We have stuck it out for so long,
the decades grinding and heaving
and me in love of it ending.
I choke on your poison daily—
it is my drug of choice.
If I could, I would like to be the air
that inhabits you for a moment only
as a moment is all I would need
to strangle you from inside,
compressing air into nothingness.
At night, we do not reach for
one another in a loving embrace,
and I waft toward sleep,
I escape you. Like the caged bird
sings of freedom, I dream.
But not of flight.
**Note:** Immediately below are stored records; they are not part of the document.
PR #371, opened 2012-03-12
Fix menu item wrapper

wuman:
Removing the @Override annotation will allow the MenuItemWrapper class to be linked successfully on devices earlier than level 14.


wuman:
@JakeWharton Your patch aa9ec27 won't work because you're trying to instantiate the native OnActionExpandListener at MenuItemWrapper construction time.  Doing a lazy instantiation inside the setOnActionExpandListener() method will eliminate the problem.

Please reopen this so that I can send another patch.

PR #384, opened 2012-03-16
Supporting tabs with action modes on pre-ICS phones

yalon:
Alpha property setter/getter is missing from ScrollingTabContainerView. Added delegate methods to mTabLayout to solve this.


JakeWharton:
Thanks! I chose to implement a bit differently to reduce the changes to code that is directly from Android to make future merges more straightforward.

Issue #394, opened 2012-03-22
Update to r7 Support Library


JakeWharton:
Lets just spearhead this issue's creation...

https://plus.google.com/108284392618554783657/posts/XN5qqHPwnRQ

PR #395, opened 2012-03-22
Adapted Action Bar Sherlock to the compat library changes

jleidgens:
A new compatibilty jar is available and since the new build configurations now compares jar files I added the new jar to the Actionbar Sherlock Project. 

In the new compatiblity jar the visibility of one off the menu methods changed. I also fixed this error.


JakeWharton:
I really do appreciate the effort but the main development and compilation of the library is done using Maven and there is no r7 artifact yet. Once Google updates AOSP with the new changes I can start the process of getting it up into central and then (and only then) will I be able to update the `dev` branch to support it for the next release.

See the link in #394 if you need a solution before then. It basically describes exactly what you've done, though.

PR #410, opened 2012-03-28
Updated Android Market link to point to the new Google Play URL

casidiablo:
I guess Google will keep the redirection from the old site to the new one, but I think it is better to have the new one.


JakeWharton:
Thanks! Merged to `dev` for next release.

PR #421, opened 2012-03-31
Update android-support-v4.jar to revision 7

beshkenadze:
Fix visibility from protected to public SherlockFragmentActivity.supportInvalidateOptionsMenu


JakeWharton:
Waiting on Google. See #394.

PR #423, opened 2012-04-01
Removed unnecessary Runnable field

casidiablo:
`mTabSelector` field (`Runnable`) is never assigned.


JakeWharton:
I would prefer if you commented them out with `//UNUSED` so that in future merges with AOSP updates it's obvious that they were removed deliberately and are not re-added.

JakeWharton:
Thanks!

In my warm,
beating, frantic, winged imagination,
I head downwards—I bequeath myself
to the dirt to grow into a monstrous
plant-thing that chews you and spits
you out, again and again, until you beg
for the maggot, Little Master of earth,
to be done with your body,
as I have been done with you
for so many years I cannot count.




Sonnet 43: Elizabeth Barrett Browning
Aedth Wishes for the Cloths of Heaven: William Butler Yeats
Radial: Brandon Kreitler
Variations On the Word Sleep: Margaret Atwood
I Know Why the Caged Bird Sings: Maya Angelou
Little Red Cap: Carol Ann Duffy
Leaves of Grass: Walt Whitman
Ode to the Maggot: Yusef Komunyakaa

Cover art: “Balance” by Delta N.A.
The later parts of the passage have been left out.